We use Kustomize configMapGenerator to generate configmaps, and Flux to deploy them using a Kustomization CR. Our Flux Kustomization CR has both the wait and prune parameters set to true. We use wait to ensure that our deployments are "Ready" (i.e., work nominally) before removing the old version of the application. We have experienced at times that during rollouts of a new version (of a deployment for instance), configmaps referenced in the old version are deleted before the reconciliation of the Kustomization completes.

I assume this is due to pruning happening before the health check validation in the reconciliation loop (specifically, because the wait parameter is evaluated as part of the checkHealth function).

Why is this a problem? Because if the new deployment is unhealthy, and we delete the old configmaps and old pods get restarted, they will fail with a "configmap not found" error. This can result in our cluster going unhealthy during a rollout.
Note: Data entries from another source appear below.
PR #9220, opened 2025-12-02
[1.16] Workflow logging loop when no pending task completed

JoshVanL:
Problem

When Daprd is made unhealthy during a workflow execution, pending activity tasks which are made completed will result in looping logs from daprd.

Impact

Daprd will continually print log messages indicating that activity task result has been completed for no pending tasks.

Root Cause

Daprd holds a streaming connection to Schedulers which handles job execution for the Jobs API, Actor Reminders, and workflow execution. Each stream established has a single set of types which the client supports. When the app reports as unhealthy, the stream to Schedulers need to be re-established as daprd no longer supports the Jobs API and Actor Reminders while the app is unhealthy. This restarts the workflow runtime, which clears all pending activity tasks. Resulting task completed from the previous execution are then received with no pending tasks, causing an internal error. This error is intentionally retried indefinitely, resulting in a logging loop.

Solution

The error occurring from no pending tasks is now typed as a non-retryable error, preventing the logging loop.

### DIFF
--- a/.github/workflows/dapr-perf-components.yml
+++ b/.github/workflows/dapr-perf-components.yml
@@ -37,7 +37,7 @@ env:
   # Configure proxy for Go modules
   GOPROXY: https://proxy.golang.org
   # Version of kubectl
-  KUBECTLVER: "v1.30.0"
+  KUBECTLVER: "v1.34.0"
   # Version of Helm
   HELMVER: "v3.10.0"
   # Kubernetes namespace to use
--- a/.github/workflows/dapr-perf.yml
+++ b/.github/workflows/dapr-perf.yml
@@ -43,7 +43,7 @@ env:
   # Configure proxy for Go modules
   GOPROXY: https://proxy.golang.org
   # Version of kubectl
-  KUBECTLVER: "v1.30.0"
+  KUBECTLVER: "v1.34.0"
   # Version of Helm
   HELMVER: "v3.10.0"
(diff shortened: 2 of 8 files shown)


tests/integration/suite/daprd/workflow/unhealthy.go
```diff
@@ -0,0 +1,139 @@
...
+		return nil, nil
+	})
+
+	client := u.workflow.BackendClient(t, ctx)
+
+	id, err := client.ScheduleNewOrchestration(ctx, "bar", api.WithInstanceID("unhealthy-test"))
+	require.NoError(t, err)
+
+	assert.EventuallyWithT(t, func(c *assert.CollectT) {
+		assert.Equal(t, int64(n+1), inActivity.Load())
```
cicoyle: Should this be c?
```suggestion
		assert.Equal(c, int64(n+1), inActivity.Load())
```

go.mod
```diff
@@ -526,3 +526,5 @@ replace (
 //
 // Then, run `make modtidy-all` in this repository.
 // This ensures that go.mod and go.sum are up-to-date for each go.mod file.
+
+replace github.com/dapr/durabletask-go => github.com/joshvanl/durabletask-go v0.0.0-20251202174419-ae2ec1e44e41
```
cicoyle: just merged

cicoyle: just released 👍🏻

PR #9221, opened 2025-12-02
Scheduler: worker pool

JoshVanL:
Workers is the number of workers that handle job events. The higher the number
the more go routines will be spawned, each working over a partition of the
total job space. The higher the number, the higher the number of jobs which
can be concurrently delivered to runtimes. Increasing this number increases
the number of go routines for this instance. This number should be tuned to
the bottleneck of job execution, i.e., CPU, I/O, memory, etc.

Defaults to 128 workers.

`--workers=N` flag for the scheduler binary.

`dapr_scheduler.workers=N` in the Helm chart.

Branched from https://github.com/dapr/dapr/pull/9205

Uses https://github.com/diagridio/go-etcd-cron/pull/103


go.mod
```diff
@@ -527,3 +527,5 @@ replace (
 //
 // Then, run `make modtidy-all` in this repository.
 // This ensures that go.mod and go.sum are up-to-date for each go.mod file.
+
+replace github.com/diagridio/go-etcd-cron => github.com/joshvanl/go-etcd-cron v0.0.0-20251125173513-7e3740c9e201
```
cicoyle: twas merged, so can be updated

cicoyle:
I merged in the other PR and now see conflicts. Will do a final pass once conflicts are resolved 👍🏻 thx!

JoshVanL:
Thanks @cicoyle, PTAL!

cicoyle (approved):

PR #9240, opened 2025-12-12
Workflow: Rerun from Child Workflow Creation

JoshVanL:
Uses fork from https://github.com/dapr/durabletask-go/pull/60

Adds support for rerunning workflows starting from the creation of a child workflow. The new instance will be created, along with the child workflow targeted with a new instance ID.

Workflows can now only be rerun from a root (no parent) workflow.

Child workflorw reruns will generate an instance ID based on the `<parent-id>:<eventID>` pattern to ensure uniqueness. All in-flight child workflows at the time of rerun, are also rerun with this generated instance ID.

Are able to specify new input for the child workflow being rerun. Able to specify the instance ID to use for the new child workflow created.


go.mod
```diff
@@ -522,3 +522,5 @@ replace (
 //
 // Then, run `make modtidy-all` in this repository.
 // This ensures that go.mod and go.sum are up-to-date for each go.mod file.
+
+replace github.com/dapr/durabletask-go => github.com/joshvanl/durabletask-go v0.0.0-20251212130010-ea043c7dece1
```
cicoyle: we should be able to rm this now.

PR #9243, opened 2025-12-15
Integration: Adds IO intensive test option

JoshVanL:
Adds an optional integration test "IOIntensive" that can be enabled via the framework options. When enabled, this test will no run on Github Actions. This option is reserved for tests which complete quickly on local machines but may time out on Github Actions due to IO constraints, i.e. the test which performs 1030 workflows, which takes milliseconds on a decent laptop, but fails to 45s timeout on Github Actions.


nelson-parente (approved):

cicoyle (commented):
Can you check this PR again @JoshVanL - it seems to be missing the `WithIOIntensive` bits - I only see a few IT test fixes in this PR.

JoshVanL:
@cicoyle that commit was added in a separate PR. Will close this PR for now.

PR #8196, opened 2024-10-14
wip: add daprd job metrics

titanventura:
# Description

Adds job metrics to daprd metrics endpoint
* success jobs count
* failure jobs count
* job latency

## Issue reference

Please reference the issue this PR will close: #_[issue number]_

## Checklist

Please make sure you've completed the relevant tasks for this PR, out of the following list:

- [x] Code compiles correctly
- [ ] Created/updated tests
- [ ] Unit tests passing
- [ ] End-to-end tests passing
- [ ] Extended the documentation / Created issue in the <https://github.com/dapr/docs/> repo: dapr/docs#_[issue number]_
- [ ] Specification has been updated / Created issue in the <https://github.com/dapr/docs/> repo: dapr/docs#_[issue number]_
- [ ] Provided sample for the feature / Created issue in the <https://github.com/dapr/docs/> repo: dapr/docs#_[issue number]_

PR #9256, opened 2026-01-02
Add daprd job metrics

### LINKED ISSUE #8160: Jobs API Metrics
## In what area(s)?

/area runtime

> /area operator

> /area placement

> /area docs

> /area test-and-release

## Describe the feature

From Daprd metrics endpoint we should add metrics for the Jobs API including the following:
- Total job latency (start to finish)
- Count failed jobs
- Count successful jobs
- Next time job is scheduled to trigger
- Last time job was triggered

## Release Note

RELEASE NOTE: **ADD** Jobs API Metrics.

JeffreyJPZ:
# Description
Exposes the following metrics for the Jobs API via the daprd metrics endpoint:
- ```dapr_component_job_success_count``` The number of successful job triggers
- ```dapr_component_job_failure_count``` The number of failed job triggers
- ```dapr_component_job_latencies``` The latency of the response from the app that processed the triggered job

## Issue reference

Closes #8160, closes #8196 (which this PR is based on)

## Checklist

- [x] Code compiles correctly
- [x] Created/updated tests
- [x] Unit tests passing


pkg/diagnostics/component_monitoring.go
```diff
@@ -203,6 +223,9 @@ func (c *componentMetrics) Init(meter view.Meter, appID, namespace string, laten
 		diagUtils.NewMeasureView(c.conversationCount, []tag.Key{appIDKey, componentKey, namespaceKey, successKey}, view.Count()),
 		diagUtils.NewMeasureView(c.cryptoLatency, []tag.Key{appIDKey, componentKey, namespaceKey, operationKey, successKey}, latencyDistribution),
 		diagUtils.NewMeasureView(c.cryptoCount, []tag.Key{appIDKey, componentKey, namespaceKey, operationKey, successKey}, view.Count()),
+		diagUtils.NewMeasureView(c.jobLatency, []tag.Key{appIDKey, namespaceKey, operationKey, successKey}, latencyDistribution),
+		diagUtils.NewMeasureView(c.jobSuccessCount, []tag.Key{appIDKey, namespaceKey, operationKey}, view.Count()),
+		diagUtils.NewMeasureView(c.jobFailureCount, []tag.Key{appIDKey, namespaceKey, operationKey}, view.Count()),
```
JeffreyJPZ: Removed component as a label here since it seems to have been overlooked (from [this discussion](https://github.com/dapr/dapr/pull/8196#discussion_r1801860543))

pkg/runtime/scheduler/internal/cluster/streamer.go
```diff
@@ -186,6 +190,7 @@ func (s *streamer) invokeApp(ctx context.Context, job *schedulerv1pb.WatchJobsRe
 	switch codes.Code(statusCode) {
 	case codes.OK:
 		log.Debugf("Sent job %s to app", job.GetName())
+		diag.DefaultComponentMonitoring.JobTriggeredSuccess(ctx, diag.JobTriggerOp, elapsed)
 		return nil
 	case codes.NotFound:
 		log.Errorf("non-retriable error returned from app while processing triggered job %s. status code returned: %v", job.GetName(), statusCode)
```
JeffreyJPZ, line 197: git blame tells us that a non-retriable app error should be considered a success from the scheduler's view, but would this be considered a successful or failed trigger (or neither)?

pkg/diagnostics/component_monitoring.go
```diff
@@ -437,6 +460,34 @@ func (c *componentMetrics) CryptoInvoked(ctx context.Context, component, operati
...
+
+		if elapsed > 0 {
+			stats.RecordWithOptions(
+				ctx,
+				stats.WithRecorder(c.meter),
+				stats.WithTags(diagUtils.WithTags(c.jobLatency.Name(), appIDKey, c.appID, namespaceKey, c.namespace, operationKey, operation, successKey, strconv.FormatBool(success))...),
+				stats.WithMeasurements(c.jobLatency.M(elapsed)))
+		}
+	}
+}
```
JeffreyJPZ, line 489: Changed the implementation of ```jobTriggered``` to use ```stats.RecordWithOptions```, otherwise it uses the default global meter (which causes integration tests to fail).

pkg/diagnostics/component_monitoring.go
JeffreyJPZ, line 228: Removed ```componentKey``` here since it seems to have been overlooked? (from https://github.com/dapr/dapr/pull/8196#discussion_r1801860543). Also removed ```successKey``` for ```jobSuccessCount``` and ```jobFailureCount``` as the metric name makes it redundant (mentioned here https://github.com/dapr/dapr/pull/8196#discussion_r1805329582).

pkg/diagnostics/component_monitoring.go
```diff
@@ -169,6 +174,21 @@ func newComponentMetrics() *componentMetrics {
...
+		jobFailureCount: stats.Int64(
+			"component/job/failure_count",
+			"The number of failed job triggers.",
+			stats.UnitDimensionless,
+		),
+		jobLatency: stats.Float64(
+			"component/job/latencies",
+			"The latency of the response from the app that processed the triggered job.",
+			stats.UnitMilliseconds,
+		),
```
JeffreyJPZ, line 191: Reworded the descriptions so they match other component metrics (new to Dapr so correct me if I'm wrong).

pkg/runtime/scheduler/internal/cluster/streamer.go
cicoyle: yes, the `NotFound` is considered a success from scheduler's perspective bc it is non-retriable. Treating it as a failure would result in incorrect retriggers.

cicoyle (dismissed):
lgtm - thank you! 🎉

pkg/diagnostics/component_monitoring.go
JoshVanL, line 489:
```suggestion
func (c *componentMetrics) JobTriggeredSuccess(ctx context.Context, operation string, elapsed *float64) {
	c.jobTriggered(ctx, operation, true, elapsed, c.jobSuccessCount)
}

// JobTriggeredFailure records the metrics for a job execution failure event.
func (c *componentMetrics) JobTriggeredFailure(ctx context.Context, operation string, elapsed *float64) {
	c.jobTriggered(ctx, operation, false, elapsed, c.jobFailureCount)
}

func (c *componentMetrics) jobTriggered(ctx context.Context, operation string, success bool, elapsed *float64, countMeasure *stats.Int64Measure) {
	if c.enabled {
		stats.RecordWithOptions(
			ctx,
			stats.WithRecorder(c.meter),
			stats.WithTags(diagUtils.WithTags(countMeasure.Name(), appIDKey, c.appID, namespaceKey, c.namespace, operationKey, operation)...),
			stats.WithMeasurements(countMeasure.M(1)))

		if elapsed != nil {
			stats.RecordWithOptions(
				ctx,
				stats.WithRecorder(c.meter),
				stats.WithTags(diagUtils.WithTags(c.jobLatency.Name(), appIDKey, c.appID, namespaceKey, c.namespace, operationKey, operation, successKey, strconv.FormatBool(success))...),
				stats.WithMeasurements(c.jobLatency.M(*elapsed)))
		}
	}
}
```

pkg/runtime/scheduler/internal/cluster/streamer.go
```diff
@@ -178,6 +181,7 @@ func (s *streamer) invokeApp(ctx context.Context, job *schedulerv1pb.WatchJobsRe
 		defer response.Close()
 	}
 
+	elapsed := diag.ElapsedSince(start)
```
JoshVanL: When would `elapsed` ever be 0?

pkg/runtime/scheduler/internal/cluster/streamer.go
JoshVanL, line 199: Should we be monitoring 404s?

tests/integration/suite/daprd/jobs/grpc/metrics.go
```diff
@@ -0,0 +1,110 @@
+/*
+Copyright 2024 The Dapr Authors
```
JoshVanL:
```suggestion
Copyright 2026 The Dapr Authors
```

tests/integration/suite/daprd/jobs/http/metrics.go
```diff
@@ -0,0 +1,90 @@
+/*
+Copyright 2024 The Dapr Authors
```
JoshVanL:
```suggestion
Copyright 2026 The Dapr Authors
```

JoshVanL (changes requested):
Thanks @JeffreyJPZ! Couple things from me

pkg/runtime/scheduler/internal/cluster/streamer.go
JeffreyJPZ: ~~It shouldn't ever be 0 considering the time needed to execute the job and receive the response over the channel.~~ It looks like ```elapsed``` can be 0 if the total time is <1ms due to integer division, but this realistically shouldn't occur due to network latency ([this](https://github.com/dapr/dapr/blob/5e71a8b326f4312534a6066e740f65dabf7a453e/pkg/diagnostics/http_monitoring.go#L355) uses the same calculation). Also, it was carried over from the original PR, and I assumed it was trying to maintain consistency with the surrounding component monitoring code. Happy to refactor it if needed (maybe in a separate PR if not in scope).

Speaking of consistency, I'd probably remove the ```ElapsedSince``` "helper" unless there's any objections?

pkg/runtime/scheduler/internal/cluster/streamer.go
JeffreyJPZ: > Returns the job execution result to scheduler (SUCCESS/FAILURE) to correctly trigger failure policy if required. Adds daprd jobs/actor reminder failure policy integration tests.
> 
> Adds test to job execution to ensure NotFound HTTP status is treated as SUCCESS as it is "not retry-able".

From @cicoyle's comments above and from #8240, I believe client side errors (ex. 404s) are treated as job trigger "successes" to avoid unnecessary retries?

Interestingly, this conflicts with the [scheduler docs](https://docs.dapr.io/concepts/dapr-services/scheduler/) if I'm not misunderstanding something.
> When the Scheduler service triggers a job and it has a client side error, the job is retried by default with a 1s interval and 3 maximum retries.

Personally, it feels like 404s should be monitored (as job trigger failures). Not monitoring them at all might make it difficult to detect misconfigured endpoints, ports, etc. especially for new/naive users. Again, new to Dapr myself so I'm open to suggestions.

JoshVanL (approved):

pkg/runtime/scheduler/internal/cluster/streamer.go
JoshVanL: :+1: this is probably fine

pkg/runtime/scheduler/internal/cluster/streamer.go
JoshVanL: For legacy reasons, 404s are special cased to be "ignored" as job triggers, so are marked as success to the _scheduler_, but we should monitor them as a failure.

pkg/runtime/scheduler/internal/cluster/streamer.go
```diff
@@ -194,6 +199,7 @@ func (s *streamer) invokeApp(ctx context.Context, job *schedulerv1pb.WatchJobsRe
 	default:
 		err := fmt.Errorf("unexpected status code returned from app while processing triggered job %s. status code returned: %v", job.GetName(), statusCode)
 		log.Error(err.Error())
+		diag.DefaultComponentMonitoring.JobTriggeredFailure(ctx, diag.JobTriggerOp, elapsed)
```
JoshVanL: Please can we mark as failure for 404.

JoshVanL (changes requested):
@JeffreyJPZ please fix DCO! 🙂 Will need to force push with sign off on the commits.

pkg/diagnostics/component_monitoring.go
JeffreyJPZ, line 228: Should there be some sort of status code label on the job trigger failure metric? Right now it's missing it and it might be useful to have?

tests/integration/suite/daprd/jobs/grpc/grpc.go
JeffreyJPZ, line 1: Running int tests in parallel sometimes fails due to race conditions (tests share the same sidecar and therefore metrics), splitting these up into their own test cases should fix this.

JoshVanL (approved):

JoshVanL (approved):

marcduiker:
@holopin-bot @JeffreyJPZ runtime-badge Thank you! Here's a digital badge as a small token of appreciation.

Can you please confirm if my reasoning is correct, if this is expected behaviour, or if we could move the "pruning" part after the health checks?

More info below. Please let me know if I should add more details.

I have not managed to create a test for this yet, but I have run the tests with garbage collection after the health checks (wait) and this does not seem to introduce any regressions.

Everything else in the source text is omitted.